I want to upload a file in multithreaded mode, and I have the following code here:
import httplib
def main():
url_opt = '/film/0d46e21795209bc18e9530133226cfc3/7f_Naruto.Uragannie.Hroniki.001.seriya.a1.20.06.13.mp4'
headers = {}
headers['Accept-Language'] = 'en-GB,en-US,en'
headers['Accept-Encoding'] = 'gzip,deflate,sdch'
headers['Accept-Charset'] = 'max-age=0'
headers['Cache-Control'] = 'ISO-8859-1,utf-8,*'
headers['Cache-Control'] = 'max-age=0'
headers['User-Agent'] = 'Mozilla/5.0 (Windows NT 5.1)'
headers['Connection'] = 'keep-alive'
headers['Accept'] = 'text/html,application/xhtml+xml,application/xml,*/*'
headers['Range'] = ''
conn = httplib.HTTPConnection('data09-cdn.datalock.ru:80')
conn.request("GET", url_opt, '', headers)
print "Request sent"
resp = conn.getresponse()
print resp.status
print resp.reason
print resp.getheaders()
file_for_wirte = open('cartoon.mp4', 'w')

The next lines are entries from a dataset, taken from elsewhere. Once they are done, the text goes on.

PR #5573, opened 2016-12-02
Remove existential infer hack enabled by #5376

adriaanm:
It wasn't a good idea after all.

Also removed some tracing code that I cannot imagine
was ever used in a production compiler. It's still just
a recompile away.

Fixes scala/scala-dev#280

/cc @milessabin


adriaanm:
Review by @retronym

milessabin:
I disagree here. @retronym, can you elaborate on what you meant by "too much breakage" ... as I said, I ran a successful community build with the inference improvements enabled.

Also, with @retronym's new example I can't see any difference in behaviour in 2.12.x with the inference improvements enabled or disabled.

I'd like to see at least one test which illustrates any problem there might be.

retronym:
I was referring to a known bug in static overload resolution. As you were diagnosing a change in that space,  I thought I'd mention it, but I didn't mean to imply it was related to the experimental feature being demoted here. 

I agree a test case extracted from the community build failure would help here, at least to defend against regression and hopefully to guide a fix to the implementation. I don't think this ought to block 2.12.1, though, we could spin out a ticket.

milessabin:
@retronym OK, but @adriaanm seems to have interpreted this as you saying that the change being made in #5376 is problematic and/or too risky, and I don't see that at all.

milessabin:
Oh, and there was _no_ community build failure!

milessabin:
I've reproduced the issue with scalameter built with 2.12.0 and `-Xexperimental -Ypartial-unification:false`, so I agree there's an issue here.

However, this raises the problem of individual disablement of features under `-Xexperimental` again. If this feature is too risky to make default then it should be possible to individually disable it via a `-Y` flag, just as I did for `-Ypartial-unification` above. Otherwise I won't be able to recommend that people use `-Xexperimental` in preference to individually enabling features.

adriaanm:
This PR is just about removing what turns out to be a bad experimental type inference feature. It was never enabled by default in a release (just briefly by #5376), and if we bring it back, the community build will now fail (since it affects scalameter, which is included, although it may not have been part of it when we tried the original PR #5376).

milessabin:
Understood. However, can you address the part of my comment relating to individual disablement?

adriaanm:
Could you clarify how it applies to this PR? All this PR does is remove my hack *entirely* for repacking existential during type inference.

milessabin:
Oh! I read "Revert existential infer part of #5376" as meaning that you'd reverted the commit in #5376 which removed this change from under `-Xexperimental`.

retronym:
LGTM

PR #5575, opened 2016-12-02
SI-10086 NumericRange.min|max with custom Integral

gzm0:


som-snytt:
I didn't see this. You can copy the unit test. It passed locally.

https://github.com/scala/scala/compare/2.12.x...som-snytt:issue/10086-max-order?expand=1

som-snytt:
It's not obvious to me that the following `min` should be slow-path. If the ordering passed to min/max is the constructor Integral, `ord eq num`, can it just return start/last. (I noticed Numeric was not always an Ordering.)

```
scala> import scala.collection.immutable.NumericRange, math._
import scala.collection.immutable.NumericRange
import math._

scala> val sz = 1000000000
sz: Int = 1000000000

scala> implicit val customIntegral = new Numeric.IntIsIntegral with Ordering.IntOrdering { }
customIntegral: scala.math.Numeric.IntIsIntegral with scala.math.Ordering.IntOrdering = $anon$1@127a7272

scala> val nr = NumericRange(1, sz, 1)
nr: collection.immutable.NumericRange.Exclusive[Int] = NumericRange 1 until 1000000000

scala> nr.min
res0: Int = 1

```

gzm0:
This is ready for review.

som-snytt:
Probably review by @Ichoran "Ichorange".

test/junit/scala/collection/immutable/RangeConsistencyTest.scala
```diff
@@ -172,4 +172,43 @@ class RangeConsistencyTest {
...
+    assert(nr.max == 9)
+
+    // Also test with custom ordering.
+    assert(nr.min(customIntegral.reverse) == 9)
+    assert(nr.max(customIntegral.reverse) == 1)
+
+    case class A(v: Int)
+
+    implicit object aIsIntegral extends scala.math.Integral[A] {
+      def compare(x: A, y: A): Int = x.v - y.v
```
Ichoran: This is inconsistent.  Orderings must be transitive with respect to the sign of `compare` but this is not true with `A(Int.MinValue)`, `A(0)`, and `A(Int.MaxValue)`.  Though extreme values are not used in this test, it is nonobvious that this method fails, and there is no advantage to using subtraction rather than the `compare` method on the underlying Ints.

Ichoran:
It would be good to have something--at least a commit message--that explains why `(ord eq num)` could be true.  It's not utterly obvious.

gzm0:
Updated. Please let me know when you would like me to squash the commits.

lrytz:
LGTM, squashing on merge.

file_for_wirte.write(resp.read())
print resp.read()
conn.close()
if __name__ == "__main__":
main()
It displays here:
Request sent
200
OK
[('content-length', '62515220'), ('accept-ranges', 'bytes'), ('server', 'nginx/1.2.7'), ('last-modified', 'Thu, 20 Jun 2013 12:10:43 GMT'), ('connection', 'keep-alive'), ('date', 'Fri, 14 Feb 2014 07:53:30 GMT'), ('content-type', 'video/mp4')]

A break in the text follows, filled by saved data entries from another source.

PR #5576, opened 2016-12-03
add util.Random.nextLong(n)

sbromberger:
Added `nextLong(n)` based on http://stackoverflow.com/questions/10984974/why-do-people-say-there-is-modulo-bias-when-using-a-random-number-generator

### DIFF
--- a/src/library/scala/util/Random.scala
+++ b/src/library/scala/util/Random.scala
@@ -69,6 +69,16 @@ class Random(val self: java.util.Random) extends AnyRef with Serializable {
    *  from this random number generator's sequence.
    */
   def nextLong(): Long = self.nextLong()
+  
+  def nextLong(n: Long): Long = {
+    if (n <= 0) throw new java.lang.IllegalArgumentException("bound must be positive")
+    if (n <= Int.MaxValue) nextInt(n.toInt).toLong
+    else {
+      val RAND_MAX = Long.MaxValue     // 2^63-1
+      val x = nextLong() >>> 1         // [0, 2^63), strip the sign bit
+      if (x < (RAND_MAX - (RAND_MAX % n))) x % n else nextLong(n)
+    }
+  }
 
   /** Returns a pseudorandomly generated String.  This routine does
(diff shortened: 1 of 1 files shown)


sbromberger:
> Thank you for signing the Scala CLA.
> If you have already sent a pull request please add a comment to the pull request saying you did sign the CLA.

(I signed the CLA.)

sbromberger:
PS: this probably benefits from tests, but I've never written scala tests before so I'm not quite sure how to proceed.

sjrd:
Pointing out the implementation we have in Scala.js: https://github.com/scala-js/scala-js/blob/master/javalib/src/main/scala/java/util/concurrent/ThreadLocalRandom.scala#L48

Not sure what the trade-offs are. One sure thing is that our implementation will be immensely faster in JS, because it avoids division and modulo on `Long`s, which are extremely expensive operations.

sbromberger:
@sjrd that's an interesting algorithm, but it runs the risk of entropy depletion (you're hitting the pool up to 31 times, where the proposed algorithm is nondeterministic but is at most 2-3 times in real-world use). 

As to performance, I'd love to see benchmarks against it, since the div/mod happens at most once in the proposed code.

Anyway - I don't know why the checks are failing, and I'm afraid I'm not well-versed enough in this to figure out how to test it locally before submission/correction. Advice appreciated.

som-snytt:
As someone mentioned on gitter, MiMa errors because you're adding public API, which would have to happen on 2.13.x.

Click the Details link next to validate-test comment, then console output and the little full log link. MiMa runs after the tests.

SethTisue:
GitHub lets you retarget an existing PR to a different branch (in this case, you want `2.13.x`), but you have to do the rebasing part yourself. (An alternative is just to close this PR and make a new one.)

sbromberger:
I'll close this and retry. Thanks for the advice.

sbromberger:
See #5577 - still getting MiMa failures. Not sure what to do.

PR #5579, opened 2016-12-05
Improve Queue.++ when building another Queue

edmundnoble:
Adds in the Okasaki `concat` version in case we are constructing a `Queue` from two `Queue`s. You can see the impact of the default implementation (and inheritance hierarchy etc.) here: https://ethercalc.org/kknm1xz3mb5s_naakfyfum4p3/app in all of the concat benchmarks, especially the right-associated tree being concatenated. The performance difference is a few orders of magnitude at my benchmark size. Let me know if this is more appropriate for 2.11.x.

### DIFF
--- a/src/library/scala/collection/immutable/Queue.scala
+++ b/src/library/scala/collection/immutable/Queue.scala
@@ -100,6 +100,15 @@ class Queue[+A] protected(protected val in: List[A], protected val out: List[A])
     case _                               => super.:+(elem)(bf)
   }
 
+  override def ++[B >: A, That](that: GenTraversableOnce[B])(implicit bf: CanBuildFrom[Queue[A], B, That]): That = {
+    if (bf eq Queue.ReusableCBF) {
+      val thatQueue = that.asInstanceOf[Queue[B]]
+      new Queue[B](thatQueue.in ++ (thatQueue.out reverse_::: this.in), this.out).asInstanceOf[That]
+    } else {
+      super.++(that)(bf)
+    }
+  }
+
   /** Creates a new queue with element added at the end
    *  of the old queue.
    *
--- a/test/files/run/iq.scala
+++ b/test/files/run/iq.scala
@@ -25,12 +25,18 @@ object iq {
     assert(q2 == qb)
     val qc = 42 +: q :+ 0
     assert(q2 == qc)
+    assert(q ++ qa == qa)
+    val qdr =  1 +: 2 +: 3 +: 4 +: q
+    val qcon1 = 1 +: 2 +: q
+    val qcon2 = q :+ 3 :+ 4
+    val qd = qcon1 ++ qcon2
+    assert(qd == qdr)
 
     Console.println("q2: " + q2)
     Console.println("qa: " + qa)
     Console.println("qb: " + qb)
     Console.println("qc: " + qc)
-    
+
     /* Test is empty and dequeue.
      * Expected: Head: 42
      */


src/library/scala/collection/immutable/Queue.scala
```diff
@@ -100,6 +100,15 @@ class Queue[+A] protected(protected val in: List[A], protected val out: List[A])
     case _                               => super.:+(elem)(bf)
   }
 
+  override def ++[B >: A, That](that: GenTraversableOnce[B])(implicit bf: CanBuildFrom[Queue[A], B, That]): That = {
+    if (bf eq Queue.ReusableCBF) {
```
szeiger, line 104: This looks wrong. The `ReusableCBFInstance` is shared by all GenTraversables. There's no guarantee that either `that` or `That` is of type `Queue`.

edmundnoble: The assumption that `That =:= Self` seems to be made in List.scala:
```scala
  override def ++[B >: A, That](that: GenTraversableOnce[B])(implicit bf: CanBuildFrom[List[A], B, That]): That =
    if (bf eq List.ReusableCBF) (this ::: that.seq.toList).asInstanceOf[That]
    else super.++(that)

  override def +:[B >: A, That](elem: B)(implicit bf: CanBuildFrom[List[A], B, That]): That = bf match {
    case _: List.GenericCanBuildFrom[_] => (elem :: this).asInstanceOf[That]
    case _ => super.+:(elem)(bf)
  }
```

Ichoran: `.asInstanceOf[Queue[B]]` is absolutely not a parallel to `.seq.toList`.

edmundnoble: @Ichoran When is it that `That =:= Self; val that: That = _; that.isInstanceOf[Self]` is not the case? Please provide an example.

retronym: `ReusableCBFInstance` is a field in `class GenTraversableFactory`. The companions of each collection extend this, and thus have distinct instances.

```
scala> Queue.ReusableCBF eq Seq.ReusableCBF
res8: Boolean = false
```

So this code isn't obviously incorrect to me.

szeiger: Hm, you're right, `ReusableCBFInstance` is a field of the class. I must have read that wrong the first time and assumed it's in the object.

src/library/scala/collection/immutable/Queue.scala
```diff
@@ -100,6 +100,15 @@ class Queue[+A] protected(protected val in: List[A], protected val out: List[A])
...
+      val thatQueue = that.asInstanceOf[Queue[B]]
+      new Queue[B](thatQueue.in ++ (thatQueue.out.reverse ++ this.in), this.out).asInstanceOf[That]
```
SethTisue: `thatQueue.out.reverse ++ this.in` copies `thatQueue.out` twice — I think you can get it down to one copy by using `List#reverse_:::`, a trick you'll see used in the body of `def enqueue[B >: A](iter: Iterable[B])`

SethTisue: `thatQueue.out.reverse ++ this.in` copies `thatQueue.out` twice — I think you can get it down to one copy by using `List#reverse_:::`, a trick you'll see used in the body of `def enqueue[B >: A](iter: Iterable[B])`

SethTisue (changes requested):

SethTisue (approved):

xuwei-k:
https://github.com/scala/bug/issues/10298

src/library/scala/collection/immutable/Queue.scala
Ichoran: @edmundnoble - Ugh, I'm sorry I overlooked this after the first comment.  As I guess we're all aware now, it's the `that: That` assumption that is wrong.  `That` is the type being produced, while `that` is an instance that is not parameterized by type.  It's a very unfortunate naming convention.

edmundnoble: Ughhhhh. Crap. My bad.

PR #5582, opened 2016-12-05
in spec generation, 2.12 -> 2.13 so we don't collide

SethTisue:


SethTisue:
this is probably not sufficient to prevent the 2.13 spec from overwriting the 2.12 one, I think we will have to deal with the ssh forced-command stuff from https://github.com/scala/scala-lang/issues/479

SethTisue:
some server work is probably needed too. ticket on that is https://github.com/scala/scala-lang/issues/567

review by @adriaanm

adriaanm:
Server work done:
```
ssh scalatest@chara.epfl.ch -i ~/.ssh/for_chara
cd ~/.ssh/
cat authorized_keys2 | tail -n -2 | perl -pe 's/2.12/2.13/g' >> authorized_keys2 # or some manual approximation of that :-)
```

adriaanm:
LGTM

SethTisue:
fixed this up to only include the changes I had intended.

merging, since I'm still worried the 2.13 spec will overwrite the 2.12 spec on the server. Adriaan took care of the ssh forced-command bit already

SethTisue:
as feared, the 2.12 spec was overwritten by the 2.13 one (reported by @som-snytt)

som-snytt:
Sometimes it's nice to mix it up a little. That would be "Som" times.

SethTisue:
don't worry, be A.P.

PR #5583, opened 2016-12-06
SI-10093 don't move member traits to constructor body in constructors

lrytz:
Fixes a regression introduced in c8e6050. Member traits with only
abstract definitions (`isInterface`) were moved into the primary
constructor by mistake. (Flatten moved the classes back.)

The member trait was duplicated into the constructor of specialized
subclasses, causing it to be generated multiple times.

Also removes some unnecessary `isMixinConstructor` checks: the mixin
constructor is always the primary constructor.

This commit also clarifies (and tests) what `isInterface` means: for
scala-defined traits, it means there are only abstract members. For
java-defined interfaces, it is always true.


adriaanm:
LGTM!

PR #6216, opened 2017-12-06
Revert "Type Alternative patterns as the lub of their branches."

retronym:
This reverts commit 31210e7f6306b4a9fce27a7f2dcb687cdbbcbf2d.

Fixes scala/scala-dev#455


retronym:
Reverting for now, @hrhino.

test/files/run/sd455.scala
```diff
@@ -0,0 +1,10 @@
+object Const { final val VAL = 1 ; final val VAR = 2 }
+import Const._
+object Test {
+	def test(i: Int) = i match { case v @ (VAR | VAL) => v == VAR case _ => "default" }
+	def main(args: Array[String]) {
+		println(test(VAR))
+		println(test(VAL))
+		println(test(-1))
+	}
+}
```
retronym: A test for the regression so we catch it before the bootstrap integration test.

hrhino (approved):
Yikes. Sounds good.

This code works fine, but I don't understand in the documentation how to load a file using ranges. If you see the result of the response, which server provides:
('content-length', '62515220'), ('accept-ranges', 'bytes')

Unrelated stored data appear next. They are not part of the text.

PR #6217, opened 2017-12-06
Backtick underscore in REPL

som-snytt:
Since underscore can be a member, it must be backticked
in a path such as `X._`.

Probably the underscore should be disallowed in the related ticket.

Also note the behavior in an import path, where underscore is a special identifier even if backticked.

The underscore was specifically not backticked; possibly there was a change in behavior?

Fixes scala/bug#10645

### DIFF
--- a/src/repl/scala/tools/nsc/interpreter/IMain.scala
+++ b/src/repl/scala/tools/nsc/interpreter/IMain.scala
@@ -287,7 +287,7 @@ class IMain(initialSettings: Settings, protected val out: JPrintWriter) extends 
 
   def backticked(s: String): String = (
     (s split '.').toList map {
-      case "_"                               => "_"
+      case "_"                               => "`_`"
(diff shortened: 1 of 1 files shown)


dwijnand:
Oh! Went to https://github.com/scala/bug/issues/10645 to see if I could fix it and saw that you'd submitted a PR already. Wow.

It supports a range in the bytes block, where the content size is 62515220
However, the entire file was uploaded in this request. But what I want to do is first get the server information, how can this file be supported using HTTP range requests and the size of the file contents without downloading? And how can I create an HTTP request with a range (ex: 0 ~ 25000)?